* **To do**:
Give only the number of lines in these records that contain the word "description".

* **Given records**:
_ _ _ _
PR #25071, opened 2022-04-07
fix(angular): button components now routes correctly without reload

liamdebeasi:
## Pull request checklist

## Pull request type

 

 

- [x] Bugfix
- [ ] Feature
- [ ] Build related changes

Issue URL: https://github.com/ionic-team/ionic-framework/pull/25014#issuecomment-1091056750

#25014 caused all routerLinks to perform a page reload which interfered with the local history of Ionic's routing integrations. This resulted in `ion-back-button` elements disappear because Ionic thought users could not go back.

This change was originally done to allow `a` elements to open links in new tabs via Ctrl+Click.

## What is the new behavior?

- Reverts the change in #25014
- Excludes `a` elements from Ionic's routerLink delegate so that Ctrl+Click works correctly.

- [ ] Yes
- [x] No

### DIFF
--- a/.github/workflows/actions/build-core/action.yml
+++ b/.github/workflows/actions/build-core/action.yml
@@ -4,6 +4,9 @@ runs:
   using: 'composite'
   steps:
     - uses: actions/checkout@v2
+      with:
+        # Checkout the latest commit in this branch
+        ref: ${{ github.event.pull_request.head.sha }}
     - uses: actions/setup-node@v1
       with:
         node-version: 15.x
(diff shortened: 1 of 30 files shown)


sean-perkins (commented):
Angular does have a router link implementation that targets specifically the `a` and `area` tags: https://github.com/angular/angular/blob/master/packages/router/src/directives/router_link.ts#L280-L281

Should we do a similar approach? Have the previous implementation pattern target `a` and have the updated implementation target the selector within this PR?

I believe with this change clicking the `a` tag without a new tab interaction, will not apply the element specific overrides for router direction & animation.

sean-perkins (approved):

PR #25077, opened 2022-04-07
chore(): expand playwright page viewport by mobile offset

sean-perkins:
## Pull request checklist

## Pull request type

 

 

- [ ] Bugfix
- [ ] Feature
- [ ] Build related changes
- [x] Other (please describe): Playwright screenshot

Playwright's config for device emulation has different values for the screen size vs. the viewport size. When attempting to capture fullscreen screenshots for a test, the screenshot image will be cropped by the offset of these two values. 

For example: https://github.com/microsoft/playwright/blob/main/packages/playwright-core/src/server/deviceDescriptorsSource.json#L578-L585

Creates cropped screenshots such as: https://github.com/ionic-team/ionic-framework/blob/65b8639db56cec96fc62c7767700d046013f9224/core/src/components/datetime/test/presentation/datetime.e2e.ts-snapshots/datetime-presentation-diff-ios-ltr-Mobile-Chrome-linux.png

## What is the new behavior?

Using internal options, we can access the device information for the current test. When expanding the viewport to account for the `ion-content` scroll container, we can additionally expand the viewport by the offset of the screen size vs. the viewport size for the mobile device.

The end result is that screenshot images are appropriate sized when capturing.

- [ ] Yes
- [x] No

## Other information

Will run the action to update reference screenshots, so we can see the difference in output.


sean-perkins:
Most images are corrected with this change, mobile linux is still a little strange. We could either buffer by a magic number to account for it or roll with this for a while and continue to evaluate.

liamdebeasi (approved):
Great job! I think it is more important to capture all of the testable area than to have the screenshots be perfectly cropped, so I am fine with merging this. In the event we find a better way to approach this problem we can always re-run the update screenshot job.

amandaesmith3 (changes requested):
The mobile screenshots for `datetime-presentation` are missing the year picker; maybe they just need updating after the fix you added to wait for that selector?

sean-perkins:
Yeah that is the problem I was referring to in stand-up. I think I may need to resize the viewport after the content has loaded, instead of right now we resize when the page is navigated to & the basic Stencil hydration completes. Datetime has some extra behavior that affects the bounding box after initial render.

sean-perkins:
Holding on this solution for a minute to focus on the parent branch (datetime value). This change may be unnecessary by adjusting the test output that screenshots run on. Datetime specific complexities with the intersection observer for adding the `.datetime-ready` class, appear to drive a lot of the problem here. 

By adjusting the test to show 1 presentation at a time, resolves that issue, as the datetime is always intersecting and will render correctly without changing the viewport.

There's another weird (not reproducible on device), mobile safari/playwright issue with datetime that I need to solve first.

sean-perkins:
Closing this PR. I don't think it is necessary at the moment. Will leave branch around for a little while for reference, in case we run into a similar situation with screenshots on another component.

Issue #24456, opened 2021-12-21
bug: Ionic 6 - Ion-Datetime UI should not be solid blue for todays date when no value set


bkarv:
### Prerequisites

- [X] I have read the [Contributing Guidelines](https://github.com/ionic-team/ionic-framework/blob/main/.github/CONTRIBUTING.md#creating-an-issue).
- [X] I agree to follow the [Code of Conduct](https://ionicframework.com/code-of-conduct).
- [X] I have searched for [existing issues](https://github.com/ionic-team/ionic-framework/issues) that already report this problem, without success.

### Ionic Framework Version

- [ ] v4.x
- [ ] v5.x
- [X] v6.x

### Current Behavior

On Ionic 6 and to be honest its a bit harsh to call it a bug. But in short when in popover mode when the user clicks on the text or input date field to open up the new ion-datetime UI. If no value is selected, the date defaults to today's date. This is fine however the circle is blue solid which visually means the user has selected the date already which is incorrect. This could cause confusion. 

<img width="241" alt="Screen Shot 2021-12-21 at 5 33 13 pm" src="https://user-images.githubusercontent.com/10624315/146883652-d032716d-9fd3-4a43-baee-f940ab16c055.png">

### Expected Behavior

If no value set, the default today's date should be a blue outline circle not a solid circle.  See below correct expected behaviour.

<img width="193" alt="Screen Shot 2021-12-21 at 5 33 00 pm" src="https://user-images.githubusercontent.com/10624315/146883334-12f96494-dc4f-4df0-9191-ac93e1f7948f.png">

### Steps to Reproduce

Test new ionic datetime using a ngModel value set to "" or null. I tested in popover mode in Angular 13:

```
<ion-item class="ion-text-wrap" button="true" id="ionic-date-start">
                        <ion-icon name="calendar" slot="start"></ion-icon>
                         <ion-label style="color:#424242">Start Date</ion-label>
                         <ion-text>{{record.start_date|date:'mediumDate'}}</ion-text>

                        <ion-popover trigger="ionic-date-start" show-backdrop="false">
                          <ng-template>
                            <ion-datetime
                              #popoverDatetime
                              presentation="date"
                              [showClearButton]="true"
                             [(ngModel)]="record.start_date"
                            ></ion-datetime>
                          </ng-template>
                        </ion-popover>
                      </ion-item>
```

### Ionic Info

Ionic:

[...]

PR #25151, opened 2022-04-19
fix(datetime): if no default value, don't highlight active day until one is selected

amandaejohnston:
## Pull request checklist

## Pull request type

 

 

- [x] Bugfix
- [ ] Feature
- [ ] Build related changes

When an `ion-datetime` is initialized without a value defined, today's date is highlighted with a solid blue circle. This is misleading, as it looks like a day has already been selected.

Issue URL: https://github.com/ionic-team/ionic-framework/issues/24456

## What is the new behavior?

- For datetimes with no initial value, no solid blue circle is rendered at first. Today's date is highlighted with an outline only. Once any day is clicked, the solid circle returns.
- For datetimes with an initial value defined, behavior is unchanged.
- The solid blue circle does _not_ necessarily indicate which day the actual `value` property is set to at that moment. (I.e. it's possible to trigger the solid circle, but still have a nullish `value`.) This is to handle datetimes with confirm/cancel buttons, where the `value` does not change until `confirm` is called. (See: https://ionicframework.com/docs/api/datetime#confirming-selected-values)

- [ ] Yes
- [x] No

## Other information

- We decided not to enforce a non-nullish `value` in order to avoid unwanted `ionChange` events that would fire when the value is automatically switched to today.
- An alternative would be to not default the `activeParts` to today if no initial value is set, but that would require allowing `activeParts` or all its properties to be `null`, which would require a small refactor. I figure the current method is simpler and safer.
- Dev build: `6.1.2-dev.11650392645.12c652f6` (Posted in original issue)


core/src/components/datetime/test/basic/e2e.ts
```diff
@@ -98,6 +98,41 @@ describe('datetime: selecting a day', () => {
 
     expect(newActiveDay.innerText).toEqual('13');
   });
+
+  const testHighlight = async (page) => {
```
sean-perkins, line 102: Any blockers that prevented writing this test in Playwright?

amandaesmith3: ... I just forgot :joy: I'll do that, haha.

core/src/components/datetime/test/basic/datetime.e2e.ts
```diff
@@ -0,0 +1,32 @@
...
+    );
+
+    const classes = await todayBtn.evaluate((el: any) => el.classList.value);
+    expect(classes).toMatch('calendar-day-today');
+    expect(classes).not.toMatch('calendar-day-active');
+
+    await todayBtn.click();
+    await page.waitForChanges();
+
+    const classes2 = await todayBtn.evaluate((el: any) => el.classList.value);
```
liamdebeasi, line 21: You should be able to use the `toHaveClass` method instead: https://playwright.dev/docs/test-assertions#locator-assertions-to-have-class

liamdebeasi: Same thing on line 14

core/src/components/datetime/datetime.tsx
```diff
@@ -1424,7 +1427,7 @@ export class Datetime implements ComponentInterface {
                 class={{
                   'calendar-day-padding': day === null,
                   'calendar-day': true,
-                  'calendar-day-active': isActive,
+                  'calendar-day-active': isActive && highlightActiveParts,
```
liamdebeasi, line 1430: Can we add a comment for why this is needed?

liamdebeasi (approved):
Great job!

sean-perkins (approved):

Issue #20127, opened 2019-12-29
bug: overriding aria attributes is not easy or straightforward


BingSZou:
# Bug Report

**Ionic version:**
[x] **4.x**

**Current behavior:**
Most Accessibility attributes, e.g. Aria-Label, Aria-LabeledBy, Role set on the Ion-Button does not work

**Expected behavior:**
The Accessibility attributes should work on Ion-Button

**Steps to reproduce:**
Create a simple Ion-Button with following attributes: 
```
<ion-button role="link" aria-label="this is my data">
    View my data </ion-button>
```
This sample code should be read out as:  "this is my data link",  but instead it reads out "View my data button"

**Other information:**
Root Cause:  Ion-Button has a shadow root: "button" . The attributes are not copied over to the button element.  So the aria attributes not working.

Note: A workaround is to create a directive with MutationObserver to copy the aria attributes from Ion-Button to its shadow-root button.

VincentCrete:
@BingSZou, can-you show us an example of your workaround? We have the same problem.

pschwindling:
Same problem here, which really is a big issue in our app now.

VittorioEuris:
On Ionic@5.6.7 I see `ion-button` with `slot="icon-only"` apply the right aria-label but this is not updated on changes.
In details I'm using ngx-translate to provide i18n to my app but when user changes language dinamically inside the app every `ion-button` already instantiated doesn't update their value. This is a real problem because of buttons `slot="icon-only"` inside the header.

sean-perkins:
Hello everyone 👋  with #25156, now all non-deprecated `aria-*` and `role` attributes are reflected to the element created within light DOM.

This change applies to:
- `ion-button`
- `ion-back-button`
- `ion-breadcrumb`
- `ion-header`
- `ion-input`
- `ion-textarea` 
- `ion-menu`
- `ion-menu-button`

Content this is slotted is already in the light DOM, so you should be able to already apply aria attributes to those elements directly.

If there is another component that needs this behavior, please let us know in a new issue. Thanks!

PR #25156, opened 2022-04-20
fix(core): inherit aria attributes on host elements

sean-perkins:
## Pull request checklist

## Pull request type

 

 

- [x] Bugfix
- [ ] Feature
- [ ] Build related changes

ARIA attributes specified on the host element are not reflected to the cloned element in the light DOM. For example, with `ion-button` we create a `button` and clone it into the light DOM so that screen readers can correctly interact with the element. Currently, we are only supporting `aria-label` to be reflected to the HTML `button`.

Issue URL: Enterprise FW-1138, Enterprise FW-1071, #20127

## What is the new behavior?

All WAI-ARIA attributes, as listed [here](https://developer.mozilla.org/en-US/docs/Web/Accessibility/ARIA/Attributes) are reflected to the following components:

- `ion-button`
- `ion-back-button`
- `ion-breadcrumb`
- `ion-header`
- `ion-input`
- `ion-textarea` 
- `ion-menu`
- `ion-menu-button`

- [ ] Yes
- [x] No

## Other information

I opted for a manually managed list of aria attributes over regular expression matching, after taking into consideration the execution cost of regex for each web component instance + the number of attributes/properties on an element. 

This approach should be easily applicable to other open issues, to add support for aria attributes.

### DIFF
--- a/core/src/utils/helpers.ts
+++ b/core/src/utils/helpers.ts
@@ -103,6 +103,11 @@ export const inheritAttributes = (el: HTMLElement, attributes: string[] = []) =>
   return attributeObject;
 };
 
+/**
+ * List of available ARIA attributes + `role`.
+ * Removed deprecated attributes.
+ * https://developer.mozilla.org/en-US/docs/Web/Accessibility/ARIA/Attributes
+ */
 const ariaAttributes = [
   'role',
   'aria-activedescendant',
@@ -122,13 +127,9 @@ const ariaAttributes = [
   'aria-description',
   'aria-details',
   'aria-disabled',
-  // @deprecated
-  'aria-dropeffect',
   'aria-errormessage',
   'aria-expanded',
   'aria-flowto',
-  // @deprecated
-  'aria-grabbed',
   'aria-haspopup',
   'aria-hidden',
   'aria-invalid',
--- a/core/src/utils/helpers.ts
+++ b/core/src/utils/helpers.ts
@@ -103,6 +103,73 @@ export const inheritAttributes = (el: HTMLElement, attributes: string[] = []) =>
   return attributeObject;
 };
 
+const ariaAttributes = [
+  'role',
+  'aria-activedescendant',
+  'aria-atomic',
+  'aria-autocomplete',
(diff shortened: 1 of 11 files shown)


core/src/utils/helpers.ts
```diff
@@ -103,6 +103,73 @@ export const inheritAttributes = (el: HTMLElement, attributes: string[] = []) =>
...
+  'aria-colindextext',
+  'aria-colspan',
+  'aria-controls',
+  'aria-current',
+  'aria-describedby',
+  'aria-description',
+  'aria-details',
+  'aria-disabled',
+  // @deprecated
+  'aria-dropeffect',
```
liamdebeasi, line 126: Optional: I would prefer not to support deprecated attributes. I see it as us promoting anti-patterns in apps

core/src/utils/helpers.ts
```diff
@@ -103,6 +103,73 @@ export const inheritAttributes = (el: HTMLElement, attributes: string[] = []) =>
   return attributeObject;
 };
 
+const ariaAttributes = [
```
liamdebeasi, line 106: Is there a list where you got all of these from? It might be good to include the source link here if we ever need to update the list.

core/src/utils/helpers.ts
```diff
@@ -103,6 +103,73 @@ export const inheritAttributes = (el: HTMLElement, attributes: string[] = []) =>
...
+  'aria-valuetext',
+];
+
+/**
+ * Returns an array of aria attributes that should be copied from
+ * the shadow host element to a target within the light DOM.
+ * @param el The element that the attributes should be copied from.
+ */
+export const inheritAriaAttributes = (el: HTMLElement) => {
+  return inheritAttributes(el, ariaAttributes);
```
liamdebeasi, line 170: Do we need a test for this? Or do you think this is not needed because most of the implementation is already tested in `inheritAttributes`?

liamdebeasi (approved):

liamdebeasi (approved):

amandaejohnston (approved):

Issue #25126, opened 2022-04-14
bug: ion-select showing multiple alert windows stacked on top of each other


zzjrzz:
### Prerequisites

- [X] I have read the [Contributing Guidelines](https://github.com/ionic-team/ionic-framework/blob/main/.github/CONTRIBUTING.md#creating-an-issue).
- [X] I agree to follow the [Code of Conduct](https://ionicframework.com/code-of-conduct).
- [X] I have searched for [existing issues](https://github.com/ionic-team/ionic-framework/issues) that already report this problem, without success.

### Ionic Framework Version

- [ ] v4.x
- [ ] v5.x
- [X] v6.x

### Current Behavior

Immediately after loading a page, click on `ion-select` component in rapid successions. (spam click)
This will create multiple alert select windows. 

Video of behavior: 
<video src="https://user-images.githubusercontent.com/13732623/164767757-1dabadf3-b3ee-4a3e-bd4a-3cd4769a2f42.mp4"></video>

### Expected Behavior

I expect only one alert select window to appear.
If multiple are presented at once, the user is confused as they have to dismiss multiple windows.

### Steps to Reproduce

Clear all browser caches - load an application for the first time
IMMEDIATELY spam click the component
Happens on: https://ionicframework.com/docs/api/select

### Ionic Info

                          
[WARN] Error loading @capacitor/ios package.json: Error: Cannot find module
       '@capacitor/ios/package'
       
       Require stack:
       -
       C:\Users\AppData\Roaming\nvm\v16.13.2\node_modules\@ionic\cli\lib\projec
t\index.js
       -
       C:\Users\AppData\Roaming\nvm\v16.13.2\node_modules\@ionic\cli\lib\index.
js
       - C:\Users\AppData\Roaming\nvm\v16.13.2\node_modules\@ionic\cli\index.js
       -
       C:\Users\AppData\Roaming\nvm\v16.13.2\node_modules\@ionic\cli\bin\ionic 
[WARN] Error loading @capacitor/android package.json: Error: Cannot find module
       '@capacitor/android/package'

       Require stack:
       -
       C:\Users\AppData\Roaming\nvm\v16.13.2\node_modules\@ionic\cli\lib\projec
t\index.js
       -
       C:\Users\AppData\Roaming\nvm\v16.13.2\node_modules\@ionic\cli\lib\index.
js
       - C:\Users\AppData\Roaming\nvm\v16.13.2\node_modules\@ionic\cli\index.js
       -
[...]

PR #25175, opened 2022-04-22
fix(select): avoid duplicate dialogs and backdrops when clicking

sean-perkins:
## Pull request checklist

## Pull request type

 

 

- [x] Bugfix
- [ ] Feature
- [ ] Build related changes

Rapidly clicking an `ion-select` can produce multiple `ion-alert` and backdrops. This is because the internal state flag is only set after the overlay is created (before presenting). You can produce this reliably by manually calling `.click()` multiple times on the same element reference.

Issue URL: #25126

## What is the new behavior?

Sets the flag prior to the overlay being created, this prevents multiple alert/backdrops from being presented.

- [ ] Yes
- [x] No

## Other information

Dev-build: `6.1.3-dev.11650650446.100eff34` 🟨

### DIFF
--- a/core/src/components/select/select.tsx
+++ b/core/src/components/select/select.tsx
@@ -188,8 +188,8 @@ export class Select implements ComponentInterface {
     if (this.disabled || this.isExpanded) {
       return undefined;
     }
-    const overlay = (this.overlay = await this.createOverlay(event));
     this.isExpanded = true;
+    const overlay = (this.overlay = await this.createOverlay(event));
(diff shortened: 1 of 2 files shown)


liamdebeasi (approved):
Prior to merging let's also update the commit subject. Select doesn't only present alert dialogs, so the current message is confusing.

Maybe something like:

`fix(select): avoid duplicate dialogs when clicking`

amandaejohnston (approved):

Issue #25495, opened 2022-06-16
bug: 


WillooWisp:
### Prerequisites

- [X] I have read the [Contributing Guidelines](https://github.com/ionic-team/ionic-framework/blob/main/.github/CONTRIBUTING.md#creating-an-issue).
- [X] I agree to follow the [Code of Conduct](https://ionicframework.com/code-of-conduct).
- [X] I have searched for [existing issues](https://github.com/ionic-team/ionic-framework/issues) that already report this problem, without success.

### Ionic Framework Version

- [ ] v4.x
- [ ] v5.x
- [X] v6.x
- [ ] Nightly

### Current Behavior

Refresher only works, gets visible, on active page upon reload.

### Expected Behavior

Expects refresher to be visible on every page upon refresh, even if not active page upon refresh.

### Steps to Reproduce

Use the tabs sample. Add a cdk virtual scroll list with refresher to each single tab page. Refresher only works on one of the pages, the one being active upon refresh in browser.

### Ionic Info

Ionic:

   Ionic CLI                     : 6.19.0 (npm\node_modules\@ionic\cli)
   Ionic Framework               : @ionic/angular 6.1.9
   @angular-devkit/build-angular : 14.0.1
   @angular-devkit/schematics    : 13.3.5
   @angular/cli                  : 14.0.1
   @ionic/angular-toolkit        : 6.1.0

Capacitor:

   Capacitor CLI      : 3.5.1
   @capacitor/android : 3.5.1
   @capacitor/core    : 3.5.1
   @capacitor/ios     : 3.5.1

Utility:

   cordova-res : 0.15.2
   native-run  : 1.5.0

System:

   NodeJS : v14.17.5 (C:\Program Files\nodejs\node.exe)
   npm    : 7.22.0
   OS     : Windows 10

### Additional Information

This issue https://github.com/ionic-team/ionic-framework/issues/25318 solved the problem where the refresher got visible too often, not sure if this bug fix actually causes this new problem.

TimGels:
I also noticed this. For me the refresher has this issue in iOS mode where the refresher isnt visible on the second (or any other) page I try to use the refresher. It does fire the refresh event but the animation is not visible. On md mode the refresher appears to be working for me on all my pages.

WillooWisp:
Here is a sample reproducing the problem, https://stackblitz.com/edit/ionic6-angular13-bat2vm.
[...]

PR #25750, opened 2022-08-11
fix(refresher): refresher is visible with multiple custom scroll targets

sean-perkins:
## Pull request checklist

## Pull request type

 

 

- [x] Bugfix
- [ ] Feature
- [ ] Build related changes

When using refresher with multiple instances of CDK virtual scroll and custom scroll target definitions, the pull to refresh behavior will trigger, but the refresher content will not be visible. 

This was due to the background content element resolving as `null`, instead of the `ion-content`'s background content element. This behavior seems to be derived from the refresher being slotted into the light DOM and the parent element not being fully rendered when the connected callback fires for the refresher. 

Issue URL: #25495

## What is the new behavior?

- Refresher will wait for the parent `ion-content` element to be ready, before querying the scroll and background content element. 
- Introduces an internal API to `ion-content` for querying the background content element 

- [ ] Yes
- [x] No

## Other information

Dev-build: `6.2.2-dev.11660183625.1a3e60c7`.


core/src/components/refresher/refresher.tsx
```diff
@@ -443,34 +443,28 @@ export class Refresher implements ComponentInterface {
...
-     * custom scroll target host.
-     *
-     * This makes it so that implementers do not need to re-create the background content
-     * element and styles.
+     * Query the background content element from the host ion-content element directly.
      */
-    this.backgroundContentEl = getElementRoot(contentEl ?? customScrollTarget).querySelector(
-      '#background-content'
-    ) as HTMLElement;
+    this.backgroundContentEl = await contentEl.getBackgroundElement();
```
liamdebeasi, line 467: Do we still need to account for custom scroll targets that create their own `#background-content` element?

sean-perkins: Nope. Technically they never could based on how I originally implemented it. We have a check above this that requires an `ion-content` element or prints an error and returns early. The check for `contentEl ?? customScrollTarget` would always resolve the `ion-content`. 

In hindsight, this is how we expected it to behave. We did not want developers ejecting from `ion-content` and also needing to provide the background content element. It just got lost in translation while trying to explore the alternative bug that overlapped with much of that work.

liamdebeasi (approved):

amandaejohnston (approved):

PR #25758, opened 2022-08-12
test(playwright): add new utilities for skipping tests

liamdebeasi:
## Pull request checklist

## Pull request type

 

 

- [ ] Bugfix
- [ ] Feature
- [ ] Build related changes

Issue URL:  Internal ticket

There are many instances where we need to skip tests. For example, a particular test may only need to be run in a certain browser or on a certain mode. The current syntax, while functional, contains more boilerplate than is necessary. As a result, there is quite a bit of duplicate conditionals across tests.

## What is the new behavior?

- Introduces a new `skip` fixture on the `test` function. This fixture can be used to skip tests based on text direction, mode, or browser. See the readme in this PR for examples/docs.

- [ ] Yes
- [x] No


liamdebeasi:
Unresolved question: Do we want to require a reason with this syntax? Playwright does not require a reason when doing `test.skip`.

amandaejohnston:
I think it'd be good if there were default/fallback reasons (with the param in the `skip` function being optional), since we use something like "This does not test RTL-specific logic" and "This feature is only available in x mode" for the majority of cases.

liamdebeasi:
Updated, thanks!

amandaejohnston (approved):
~ We can probably update most of the existing skips to use the default values, but this LGTM as-is. Thanks for doing this!

sean-perkins (approved):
_ _ _ _
* **Answer to the exercise**:
2